Angptl7 regulates blood vessel morphology and vascular permeability. (A) Representative images of dilated VE-cadherin+ blood vessels Angptl7 knockdown and nontargeting control tumors. Immunohistochemistry for VE-cadherin (DAB) (brown) counterstained with hematoxylin. Red: dilated vessels, turquoise: necrotic region, pink: tumor border. (Insets): vessel morphology in nontargeting control and Angptl7 knockdown. (B) Number of total VE-cadherin+ blood vessels in the Angptl7 knockdown and nontargeting control tumors. Mean ± SD. (C) Number of dilated VE-cadherin+ blood vessels in the Angptl7 knockdown and nontargeting control tumors. Mean ± SD. (D and E) Human endothelial cell (HUVEC) vascular permeability in response to ANGPTL7 recombinant protein (rhANGPTL7). Vascular permeability was measured as normalized impedance over time. n = 4 biological replicates. Shown is mean temporal response (D) and normalized cell index at 1 h (E). (F) Metascape analysis of gene enrichment. HUVEC cells were treated with rhANGPTL7 for 24 h. RNA-seq identified 741 up-regulated genes and 500 genes down-regulated with rhANGPTL7 treatment with P-value cutoff ≤ 0.01. Enrichments reported as -log Q-values. All P-values determined by one-way ANOVA. *P <0.05, **P < 0.01, ***P < 0.001, and ****P < 0.0001.

Fig. 6.

ANGPTL7 is expressed in high necrosis human triple-negative breast cancers and necrosis markers correlate with CTC dissemination in breast cancer patients. (A) ANGPTL7 RNA ISH performed on tumor sections from human breast PDX tumors transplanted into NSG mice. All tumor models were invasive ductal carcinomas and confirmed triple-negative for ER, PR, and HER2 on PDX tumor sections. Qupath detections shown. Turquoise: necrotic region, red: ANGPTL7-positive detections, pink: tumor border. (Insets) show raw ANGPTL7 RNA ISH in red. (Right) Bar graph comparing tumors with low necrosis (five sections from four models) and high necrosis (two sections from two models). High necrosis defined as >15% necrosis by area. P-value determined by unpaired t test. (B) Representative single CTC and CTC cluster from clinical vignette in SI Appendix, Fig.
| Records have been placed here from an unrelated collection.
PR #3816, opened 2025-02-28
feat: BigLakeTable controller

acpana:
Adds the direct controller and needed changes for `BigLakeTable`. An alpha direct resource!


apis/bigquerybiglake/v1alpha1/table_identity.go
```diff
@@ -69,6 +71,38 @@ func NewTableIdentity(ctx context.Context, reader client.Reader, obj *BigLakeTab
 		return nil, fmt.Errorf("cannot resolve location")
 	}
 
+	catalogRef := obj.Spec.CatalogRef
+	if catalogRef == nil {
+		return nil, fmt.Errorf("cannot resolve catalog")
+	}
```
yuwenma, line 77: Suggest making this a API level validation  ("required") rather than controller level https://github.com/GoogleCloudPlatform/k8s-config-connector/blob/master/docs/develop-resources/api-conventions/validations.md#basic-rules

apis/bigquerybiglake/v1alpha1/table_identity.go
```diff
@@ -92,29 +126,44 @@ func NewTableIdentity(ctx context.Context, reader client.Reader, obj *BigLakeTab
...
+			ProjectID:  projectID,
+			Location:   location,
+			CatalogID:  catalogID,
+			DatabaseID: databaseID,
 		},
 		id: resourceID,
 	}, nil
 }
 
 func ParseTableExternal(external string) (parent *TableParent, resourceID string, err error) {
```
yuwenma, line 151: Suggest moving the parent logic to the parent identity, otherwise we are duplicating the logic among databases, catalogs, and tables. You can look at Apigee for example.

pkg/controller/direct/bigquerybiglake/table_controller.go
```diff
@@ -0,0 +1,251 @@
...
+	}
+
+	paths := make(sets.Set[string])
+	{
+		var err error
+		paths, err = common.CompareProtoMessage(desiredPb, a.actual, common.BasicDiff)
+		if err != nil {
+			return err
+		}
+	}
```
yuwenma, line 176: I like using "{}" to group logic as well, but it is a not recommended golang coding style. Thus I suggest removing line 170 and 176 to keep the code convention.

yuwenma:
Gentle ping on this PR @acpana

yuwenma:
/approve
/lgtm
/hold

I left some suggestions for better LLM work, but they are not blocker.

apis/bigquerybiglake/v1alpha1/table_identity.go
acpana: This is required today!

https://github.com/GoogleCloudPlatform/k8s-config-connector/blob/ad92d08fa0661a42382f9508596076249230fcc5/apis/bigquerybiglake/v1alpha1/table_types.go#L32-L34

But I always get a little defensive when coding and handling references. Do we want to just rely on the CRD validation?

apis/bigquerybiglake/v1alpha1/table_identity.go
acpana: Happy to male the template changes and follow that pattern! I used it for ApigeeEnvgroupIntance.

yuwenma:
Could you share the git compare between real and mock GCP for this resource?

apis/bigquerybiglake/v1alpha1/table_identity.go
yuwenma: We handle reference in controller (Adaptor initialization for required field, and Adaptor Create/Update for optional). 

But my previous comment is for required/optional, and not for reference.  Required and optional could be done via CRD validation unless it has additional logic (e.g. 3 fields have a anyOf requirement)

yuwenma (commented):
/lgtm

acpana:
/hold cancel

chatted offline to revisit real vs mock logs once we add the 2 dependent resources:

- Catalog
- Database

S6. EpCAM/pan-CK, epithelial cells; CD45, immune cells; SYTOX Orange, nucleic acid stain. (C) Overall survival according to CTC enumeration at baseline. Median overall survival reported in parentheses. NR = not reached. P-value determined by Mantel–Cox log-rank test. (D) Overall survival according to presence or absence of CTC-clusters. Landmark analysis from 2nd blood draw was performed. Median overall survival reported in parentheses. P-value determined by Mantel–Cox log-rank test. (E) Waterfall plot showing changes in CTC abundance between time points, sorted by magnitude. (F) Tandem-mass tag mass spectrometry of high vs. low-CTC samples. Volcano plot shows the 46 plasma proteins enriched in three high-CTC samples compared with 13 low CTC samples. Proteins with Q-values less than 10%. False discovery rate determined by two-stage set-up method by Benjamini, Krieger, and Yekutieli. (G) Metascape analysis of CTC-associated proteins reported by -log Q-value. (Right) Proteins with fold-enrichment that make up core enrichments for Cori cycle and 20S proteasome. *P <0.05, **P < 0.01, ***P < 0.001, and ****P < 0.0001.